Anyhow, we just feel so connected with the people around our area, and we're worried that, moving into Seoul, where the vast majority of the shops around our new apartment are franchises, we're not going to have that same connection with the indie shops in our part of Bucheon.
As for what excites us most about living and working in Seoul, we're at a really good hub now, and we feel like so many things are more accessible to us now. Before, traveling to and from Bucheon at night is exceptionally stressful, since Taxi drivers after midnight are as utterly dishonest as anyone we've ever met. In Seoul now, we'll be able to stay out later, to explore new areas, and - thanks to this fundraiser - we'll be able to set up our studio and explore a world of new video opportunities.
With the money coming in thick and fast, it will seem as though you will a nice safety net for whatever ventures you decide to go for. But are there are aspects to this decision that you are cautions over or are minding as potential obstacles?
Well, the one thing that makes us worry is that people are going to expect more of us now. It's a good pressure, and we're extremely motivated now, but we've also got the fear that people will be like "WTF did Simon and Martina do with all that money, exactly? Are these videos any better?" We're hoping that things will get better, that we'll be able to produce better content (now that it looks like we'll be able to hire an editor full-time!) and potentially start new shows and segments.
It goes without saying that this big decision involves and requires both of you, but outside of the EYK brand what does this step mean for you both as a young couple looking/moving ahead?
I think, for us outside of EYK, we're going to just feel so much better about everything.
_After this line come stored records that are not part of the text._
PR #2012, opened 2017-12-08
lxc: Distinguish pthread_mutex_unlock error messages

marcosps:
The same message exists in lxclock.c and cgmanager.c, so print the
filename along with the message.

Before this patch:
lxc-destroy -n u1
pthread_mutex_unlock returned:1 Operation not permitted

After this patch:
xc-destroy -n u1
lxclock.c: pthread_mutex_unlock returned:1 Operation not permitted


hallyn:
Looks good to me.

hallyn:
jenkins: test this please

PR #2015, opened 2017-12-08
hooks: add mount hook to configure access to NVIDIA GPUs

flx42:
This hook requires the nvidia-container-cli tool provided by libnvidia-container:
https://github.com/nvidia/libnvidia-container

For containers that do not have CUDA_VERSION or NVIDIA_VISIBLE_DEVICES
set in the environment, the hook will be a no-op.

To enable in the configuration file:
lxc.hook.mount = /usr/local/share/lxc/hooks/nvidia

cc @3XX0


brauner:
jenkins: test this please

hallyn:
Interesting - so this hook will actually break if/when we stop sending the hook args as argv.

flx42:
@hallyn well, it's not merged, so we can still fix our hooks. I would be fine to do something like:
```
if [ -n "${LXC_HOOK_ARGS}" ]; then
   $(getopt .... -- "${LXC_HOOK_ARGS}")
else
   $(getopt .... -- "${@}")
fi
```
But it would require agreeing on the name of the environment variable.

hooks/nvidia
```diff
@@ -0,0 +1,224 @@
...
+if [ -n "${NVIDIA_DISABLE_REQUIRE+x}" ]; then
+    if [ $(parse_bool "${NVIDIA_DISABLE_REQUIRE}") = "true" ]; then
+        CLI_DISABLE_REQUIRE="true"
+    fi
+fi
+
+if [ -z "${CLI_DEBUG}" ]; then
+    if [ "${LXC_LOG_LEVEL}" = "DEBUG" ] || [ "${LXC_LOG_LEVEL}" = "TRACE" ]; then
+        rootfs_path="${LXC_ROOTFS_PATH#*:}"
+        hookdir="${rootfs_path/%rootfs/hook}"
```
flx42: @hallyn I was wondering if this path was fine for you, it's for the log file of `nvidia-container-cli`.
If the rootfs is `dir:/a/b/c/rootfs`, we will write the log in a new directory above: `/a/b/c/hook/nvidia.log`

hallyn:
Indeed it would require that :) 

@brauner - opinion?

flx42:
By the way, what is the issue with passing the hook arguments as `$@`?

brauner:
> By the way, what is the issue with passing the hook arguments as $@?

The issue is that older liblxc versions used to pass a - by now - useless set of arguments in all cases. So they are always there when they clearly don't need to. What we want is to remove them from being passed explicitly so that uses can directly pass the arguments they want without having to swallow the default arguments before. That is just way cleaner.

brauner:
> Indeed it would require that :)
> 
> @brauner - opinion?

This is about the name of the environment variable? I'm fine with `LXC_HOOK_ARGS`? @RicardoSanchezA are you and Yoshinobu working still working on this?

flx42:
Ok, I understand better now.
So, to summarize, today if I have the following in my config file:
```
lxc.hook.mount = /usr/local/share/lxc/hooks/nvidia --debug /tmp/nvidia.log
```
The arguments passed to my hook will be:

| Arg | Value |
| --- | --- |
| $1 | --debug |
| $2 | /tmp/nvidia.log |
| $3 | mycontainer |
| $4 | lxc |
| $5 | mount |

I still want to have `$1` and `$2` be unchanged.
Since we already have `LXC_NAME=mycontainer`, if we simply add `LXC_HOOK_TYPE=mount` , then lxc can stop injecting any additional argument on the command line after my own (replacing `$4` would probably not be very useful).

brauner:
I sent patches to get rid of the args in #2017 since we need to do it soon and it seemed no one was working on this.

brauner:
> Ok, I understand better now.
So, to summarize, today if I have the following in my config file:
> ```
> lxc.hook.mount = /usr/local/share/lxc/hooks/nvidia --debug /tmp/nvidia.log
> ```
> The arguments passed to my hook will be:

> | Arg | Value |
> | --- | --- |
> | $1 | --debug |
> | $2 | /tmp/nvidia.log |
> | $3 | mycontainer |
> | $4 | lxc |
> | $5 | mount |

Fwiw, I think they will be:

| Arg | Value |
| --- | --- |
| $1 | mycontainer |
| $2 | lxc |
| $3 | mount |
| $4 | --debug |
| $5 | /tmp/nvidia.log |

> I still want to have `$1` and `$2` be unchanged.

Given the ordering you still want `$4` and `$5` be unchanged. That shouldn't be a problem. The way I currently did it in my branch is essentially:

- introduce `lxc.hook.version`.
  - This can be either set to `0` or `1`. If this is set to `0` then `$1`, `$2`, `$3` will be passed as arguments as before. If this is set to `1` then `$1`, `$2`, `$3` will be available in an environment variable `LXC_HOOK_ARGS`. All other arguments that people specify to their hooks will be passed as arguments and are unaffected by `lxc.hooks.version`. This also means that in your script you could test whether `LXC_HOOK_ARGS` exist - if you wanted to - to detect whether the old-style or new-style argument style is used.
  - Setting `lxc.hook.version` will also have effect on passing arguments to the stop hook. @Blub made it such that for each namespace the `stop` hook would receive a list of arguments of the form `mnt:/proc/<pid>/fd/<nr> net:/proc/<pid>/fd/<nr>`. When `lxc.hook.version` is set to `1` then these namespace file descriptors for the container will be set as individual environment variable (per namespace). That is they will be available as:

    ```
    LXC_MNT_NS=/proc/<pid>/fd/<nr>
    LXC_NET_NS=/proc/<pid>/fd/<nr>
    .
    .
    .
    ```

I'm currently contemplating whether it would make sense to also set `LXC_HOOK_VERSION` so that scripts could check for the hook version that is used.

brauner:
> I'm currently contemplating whether it would make sense to also set LXC_HOOK_VERSION so that scripts could check for the hook version that is used.

Without consulting the container's config that is. Hm, I think I'll push a patch for this on top of my branch and see what @hallyn thinks.

flx42:
> Fwiw, I think they will be [...]

That's not what I'm seeing. I'm seeing my own args first, then the ones injected by lxc.

>  If this is set to 1 then $1, $2, $3 will be available in an environment variable LXC_HOOK_ARGS

So, `LXC_HOOK_ARGS=mycontainer lxc mount`? Doesn't seem very convenient. It's easy to split the variable in bash. But if your hook is in C, it won't be very pleasant to have to split the string manually.
Why not just add `LXC_HOOK_TYPE=mount` then?

brauner:
On Mon, Dec 11, 2017 at 05:49:56PM +0000, Felix Abecassis wrote:
> > Fwiw, I think they will be [...]
> 
> That's not what I'm seeing. I'm seeing my own args first, then the ones injected by lxc.
> 
> >  If this is set to 1 then $1, $2, $3 will be available in an environment variable LXC_HOOK_ARGS
> 
> So, `LXC_HOOK_ARGS=mycontainer lxc mount`? Doesn't seem very convenient. It's easy to split the variable in bash. But if your hook is in C, it won't be very pleasant to have to split the string manually.
> Why not just add `LXC_HOOK_TYPE=mount` then?

Yes, that is the better solution I guess. So you'd essentially have:

LXC_HOOK_VERSION=0
LXC_NAME=<container-name>
LXC_HOOK_TYPE=<hook-type>
LXC_HOOK_SECTION=<section>

Would you prefer that?

flx42:
Yes, that seems better, from my very limited experience as a hook developer for LXC :)

hallyn:
Quoting Felix Abecassis (notifications@github.com):
> Yes, that seems better, from my very limited experience as a hook developer for LXC :)

Agreed, easier to parse.

brauner:
Did we make a call on what to do with the network scripts? Do they keep on receiving the arguments or do we pass them as env variables as well?

brauner:
The following arguments are passed to the script:  container  name  and
              config section name (net) Additional arguments depend on the config
              section employing a script hook; the following are used by the net‐
              work    system:    execution    context    (up),    network    type
              (empty/veth/macvlan/phys), Depending on  the  network  type,  other
              arguments  may  be  passed:  veth/macvlan/phys.  And finally (host-
              sided) device name.

If we pass this as env variables then we need:

    LXC_NET_SCRIPT_TYPE=up
    LXC_NET_TYPE=empty
    LXC_NET_HOST_NAME=bla

probably more.

brauner:
Here's a suggestion for the network hooks:

```
run_script(handler->name, "net", netdev->upscript, "up", "veth", veth1, (char*) NULL);
LXC_NET_TYPE=veth
LXC_NET_SCRIPT_TYPE=up
LXC_SECTION=net
LXC_NET_PARENT=netdev->link
LXC_NET_PEER=veth1

run_script(handler->name, "net", netdev->upscript, "up", "macvlan", netdev->link, (char*) NULL);
LXC_NET_TYPE=macvlan
LXC_NET_SCRIPT_TYPE=up
LXC_SECTION=net
LXC_NET_PARENT=netdev->link

run_script(handler->name, "net", netdev->upscript, "up", "phys", netdev->link, (char*) NULL);
LXC_NET_TYPE=phys
LXC_NET_SCRIPT_TYPE=up
LXC_SECTION=net
LXC_NET_PARENT=netdev->link

run_script(handler->name, "net", netdev->upscript, "up", "empty", (char*) NULL);
LXC_NET_TYPE=phys
LXC_NET_SCRIPT_TYPE=up
LXC_SECTION=empty
```

@stgraber, @hallyn does that make sense?

hallyn:
> @stgraber, @hallyn does that make sense?

Yup

brauner:
See #2026.

flx42:
Updated hook for handling `lxc.hook.version` (or the absence thereof):
https://github.com/flx42/lxc/blob/64bcf8facdd8a51aec33e8fa5a4c420ccfc1a715/hooks/nvidia#L98-L104

brauner:
Labeling this as "blocked" until #2026 is merged. :)

flx42:
We have a minor fix to do to this PR. I'll tell you when it's ready for merging :)

brauner:
@flx42, sure np. :)

flx42:
@brauner ready to merge.
And yes, it's signed off :) The test failed.

brauner:
jenkins: test this please

brauner:
@flx42, I'm running `shellcheck` now. ;)

brauner:
@flx42, can you run `shellcheck --shell sh hooks/nvidia`. We don't strictly require POSIX shell compliance but we strongly encourage it. If this is something you can do and want put the effort in that would be great. If you think it only makes sense to check for bash compliance then run `shellcheck hooks/nvidia`. :)

flx42:
Ah well, a lot of the templates are already using `bash`, I thought it was fine. It would be quite painful to do that in pure `/bin/sh`.
I did fixes in the script after running `shellcheck`, but I blame someone else for the warnings on the `in_userns` function.

brauner:
jenkins: test this please

brauner:
LGTM, will merge once the test-suite is happy.

brauner:
@flx42, @3XX0, thanks guys. :) Good work. High-fives overall. :)

PR #2020, opened 2017-12-11
start: intelligently use clone() on ns sharing

brauner:
When I first solved this problem I went for a fork() + setns() + clone() model.
This works fine but has unnecessary overhead for a couple of reasons:

- doing a full fork() including copying file descriptor table and virtual
  memory
- using pipes to retrieve the pid of the second child (the actual container
  process)

This can all be avoided by being a little smart in how we employ the clone()
syscall:

- using CLONE_VM will let us get rid of using pipes since we can simply write
  to the handler because we share the memory with our parent
- using CLONE_VFORK will also let us get rid of using pipes since the execution
  of the parent is suspended until the child returns
- using CLONE_VM will not cause virtual memory to be copied
- using CLONE_FILES will not cause the file descriptor table to be copied

### DIFF
--- a/src/lxc/start.c
+++ b/src/lxc/start.c
@@ -1157,43 +1157,41 @@ void resolve_clone_flags(struct lxc_handler *handler)
 		INFO("Inheriting pid namespace");
 }
 
-static pid_t lxc_fork_attach_clone(int (*fn)(void *), void *arg, int flags)
+/* Note that this function is used with clone(CLONE_VM). Some glibc versions
+ * used to reset the pid/tid to -1 when CLONE_VM was used without CLONE_THREAD.
+ * But since the memory between parent and child is shared on CLONE_VM this
+ * would invalidate the getpid() cache that glibc used to maintain and so
+ * getpid() in the child would return the parent's pid. This is all fixed in
+ * newer glibc versions where the getpid() cache is removed and the pid/tid is
+ * not reset anymore.
+ * However, if for whatever reason you - dear commiter - somehow need to get the
+ * pid of the dummy intermediate process for do_share_ns() you need to call
+ * syscall(__NR_getpid) directly. The next lxc_clone() call does not employ
+ * CLONE_VM and will be fine.
+ */
+static inline int do_share_ns(void *arg)
 {
-	int i, r, ret;
-	pid_t pid, init_pid;
+	int i, flags, ret;
 	struct lxc_handler *handler = arg;
 
-	pid = fork();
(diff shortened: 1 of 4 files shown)


src/lxc/start.c
```diff
@@ -1288,28 +1286,28 @@ static int lxc_spawn(struct lxc_handler *handler)
...
 		 * set up correctly.
 		 */
-		flags &= ~CLONE_NEWNET;
+		handler->on_clone_flags &= ~CLONE_NEWNET;
 	}
 
-	if (fork_before_clone)
-		handler->pid = lxc_fork_attach_clone(do_start, handler, flags | CLONE_PARENT);
+	if (share_ns)
+		ret = lxc_clone(do_share_ns, handler, CLONE_VFORK | CLONE_VM | CLONE_FILES);
```
hallyn: You say "Some glibc versions used to reset the pid/tid to -1 when CLONE_VM was used without CLONE_THREAD". How old are those versions?

brauner: Not super old. But it shouldn't matter since we don't care about getpid() in the intermediate process.

brauner: I remember Andrei Vagin having this issue on glibc 2.24. The pid cache got removed in 2.25 I think.

brauner: But they actually had important stuff in the child fun.

src/lxc/start.c
```diff
@@ -1157,43 +1157,41 @@ void resolve_clone_flags(struct lxc_handler *handler)
 		INFO("Inheriting pid namespace");
 }
 
-static pid_t lxc_fork_attach_clone(int (*fn)(void *), void *arg, int flags)
+/* Note that this function is used with clone(CLONE_VM). Some glibc versions
+ * used to reset the pid/tid to -1 when CLONE_VM was used without CLONE_THREAD.
+ * But since the memory between parent and child is shared on CLONE_VM this
+ * would invalidate the getpid() cache that glibc used to maintain and so
+ * getpid() in the child would return the parent's pid. This is all fixed in
+ * newer glibc versions where the getpid() cache is removed and the pid/tid is
```
hallyn: How new?

brauner: commit c579f48edba88380635ab98cb612030e3ed8691e
Author: Adhemerval Zanella <adhemerval.zanella@linaro.org>
Date:   Mon Oct 10 15:08:39 2016 -0300

    Remove cached PID/TID in clone

PR #2022, opened 2017-12-11
conf: avoid spawning unnecessary subshells

3XX0:
Signed-off-by: Jonathan Calmels <jcalmels@nvidia.com>

I'm not sure about the implications of this, this should be fine but @brauner might know better :)

### DIFF
--- a/src/lxc/conf.c
+++ b/src/lxc/conf.c
@@ -355,10 +355,11 @@ static int run_script_argv(const char *name, const char *section,
 
 	size += strlen(hook) + 1;
 
+	size += strlen("exec");
 	size += strlen(script);
 	size += strlen(name);
 	size += strlen(section);
-	size += 3;
+	size += 4;
 
 	if (size > INT_MAX)
 		return -1;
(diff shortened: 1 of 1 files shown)


brauner:
I don't see obvious reasons to nack it. :) @stgraber?

brauner:
jenkins: test this please

src/lxc/conf.c
```diff
@@ -355,10 +355,11 @@ static int run_script_argv(const char *name, const char *section,
 
 	size += strlen(hook) + 1;
 
+	size += strlen("exec");
```
brauner: That escaped me that should be a static `sizeof("exec")`. Fixing this in #2026 since I need to touch that code anyway. :)

3XX0: If you want to use `sizeof` instead, it should be `sizeof("exec") - 1`. The compiler should be smart enough to do the right thing though

brauner: > If you want to use sizeof instead, it should be sizeof("exec") - 1.

No, not really I'm just leaveing it as `sizeof("exec")` since this automatically accounts for the added `' '`. In my branch I'm doing a `size++` after each `strlen()`. In this case I'm just going to leave the `sizeof()` and not do a `size++`. But feel free to comment on the #2026. :)

> The compiler should be smart enough to do the right thing though

Yeah, I agree but I like the code to reflect that this is information that is available statically.

3XX0: Right, cleaner indeed ;)

PR #2030, opened 2017-12-12
start: fix cgroup namespace preservation

brauner:
Prior to this patch we raced with a very short-lived init process. Essentially,
the init process could exit before we had time to record the cgroup namespace
causing the container to abort and report ABORTING to the caller when it
actually started just fine. Let's not do this.

(This uses syscall(SYS_getpid) in the the child to retrieve the pid just in case
we're on an older glibc version and we end up in the namespace sharing branch
of the actual lxc_clone() call.)

Additionally this fixes the shortlived tests. They were faulty so far and
should have actually failed because of the cgroup namespace recording race but
the ret variable used to return from the function was not correctly
initialized. This fixes it.
Furthermore, the shortlived tests used the c->error_num variable to determine
success or failure but this is actually not correct when the container is
started daemonized.

### DIFF
--- a/src/lxc/criu.c
+++ b/src/lxc/criu.c
@@ -829,7 +829,7 @@ out_unlock:
  */
 static void do_restore(struct lxc_container *c, int status_pipe, struct migrate_opts *opts, char *criu_version)
 {
-	int fd;
+	int fd, ret;
 	pid_t pid;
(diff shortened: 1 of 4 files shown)


stgraber:
@hallyn can you take a quick look at this one?

PR #2031, opened 2017-12-13
conf.c: add relative option for lxc.mount.entry

tanyifeng:

### DIFF
--- a/doc/lxc.container.conf.sgml.in
+++ b/doc/lxc.container.conf.sgml.in
@@ -1066,6 +1066,17 @@ Foundation, Inc., 51 Franklin Street, Fifth Floor, Boston, MA 02110-1301 USA
               <option>optional</option> don't fail if mount does not work.
               <option>create=dir</option> or <option>create=file</option>
               to create dir (or file) when the point will be mounted.
+              <option>relative</option> source path is taken to be relative to
+              the mounted container root. For instance,
+             </para>
+<screen>
+dev/null proc/kcore none bind,relative 0 0
+</screen>
+             <para>
+              Will expand dev/null to ${<option>LXC_ROOTFS_MOUNT</option>}/dev/null,
+              and mount it to proc/kcore inside the container.
+             </para>
+             <para>
             </para>
           </listitem>
         </varlistentry>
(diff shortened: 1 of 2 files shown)


brauner:
@stgraber, @hallyn, please share your thoughts. :)

brauner:
And yes, technically you could do this with one of the mount hooks bug I think doing this in the config itself might be worth it.

brauner:
So, @stgraber and I have discussed this today little bit and we think the correct solution is basically what I outlined in 1.:

`lxc.mount.entry` should gain an option `relative` which indicates that a given source is relative to the containers `lxc.rootfs.mount`. This would then let you specify:

    lxc.mount.entry = proc/kcore proc/kcore none bind,ro,relative 0 0

`liblxc` would then parse `relative` and see that  `proc/kcore` is taken to be relative to `lxc.rootfs.mount` and would expand this to (on Ubuntu) `/usr/lib/x86_64-linux-gnu/lxc/proc/kcore` and thus re-mount `/proc/kcore` read-only inside the container.
This requires that the mount entry setup in `lxc_setup()` be moved *after* filling the autodev otherwise you cannot do things like:

    lxc.mount.entry = /dev/null proc/kcore none,bind,ro,relative 0 0

without an additional `lxc.mount.entry` for `/dev/null`.

@stgraber, @hallyn how does that sounds?

tanyifeng:
If we use `lxc.mount.entry`, how can we distinguish file and directories since we can not mount `/dev/null` to a file. Just like function `mask_path` do.

brauner:
> If we use `lxc.mount.entry`, how can we distinguish file and directories since we can not mount `/dev/null` to a file. Just like function `mask_path` do.

In your original patch you detected it with `ENOTDIR` and then overmounted with a `tmpfs`? I would argue that if users want to mask paths they must know the reason for hiding those paths which usually should involve knowing whether it's a file or directory. :) If we hear a lot of complaints we can discuss adding another `liblxc` specific option.

tanyifeng:
Sorry for the delay, I've changed the way of implementing option `relative` for `lxc.mount.entry` as you said.  It's a simply and reasonable way to resolve masked path and readonly path.  I'm not sure moving `setup_mount_entries` after `lxc_fill_autodev` is properly done or not. Please make sure that. Thanks.

brauner:
jenkins: test this please

brauner:
Thanks!

brauner:
@tanyifeng, if you have a minute you could send a follow-up PR that makes the new `int relative` argument to `mount_entry() ` a `bool`. :)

While before we felt a cloud of uncertainty, now we feel like our future's a lot more clear. While before we felt like we were just slaving away at videos, now it feels like we're going to be able to work decent hours if we can get that video editor, you know? Before we were feeling exhausted. Now, we feel rejuvenated.
If you could choose your first interviewee(s) in your new Seoul studio, who would you want on couch and why?
Psy. For sure. When we're watching him now in the US, with all of his enormous success, we see in him something we see in ourselves: gratitude and surprise. Sure, our success isn't as vast as his, but the way he seems to describe himself, as just a guy who made a song and dance in Korea and someone who's totally taken aback by everyone's interest in him, we feel the same way about ourselves. We're two dorks that make cheesy videos in our apartment, and we're shocked by the support by everyone else.
If we could interview Psy, we wouldn't do what everyone else is doing. "Do the dance again! Hahaha! That's so funny!" We'd want to have a sincere chat with him, you know, and ask him about all his feels. Sounds lame, we know. Probably not something people would be interested in watching.
I have to ask, is "EatYourSushi" still on the table?
Ha! If you'd have asked this half a year ago, we'd say yes. Now, we're not excluding all possibility of it, but I can't see us leaving Korea anytime soon.
Well I don't think anyone would be able to stop the two of you if they wanted to! Do you have any thing you would like to say to all your fans, followers and supporters from around the world?
Thank you, every one, for watching our videos and for supporting us. We're exceptionally grateful and profoundly moved by you all, and we'll never take you for granted. Oh geez. Did that sound really cheesy? How can I say that in a less cheesy way? WE LUV U GUISE!!!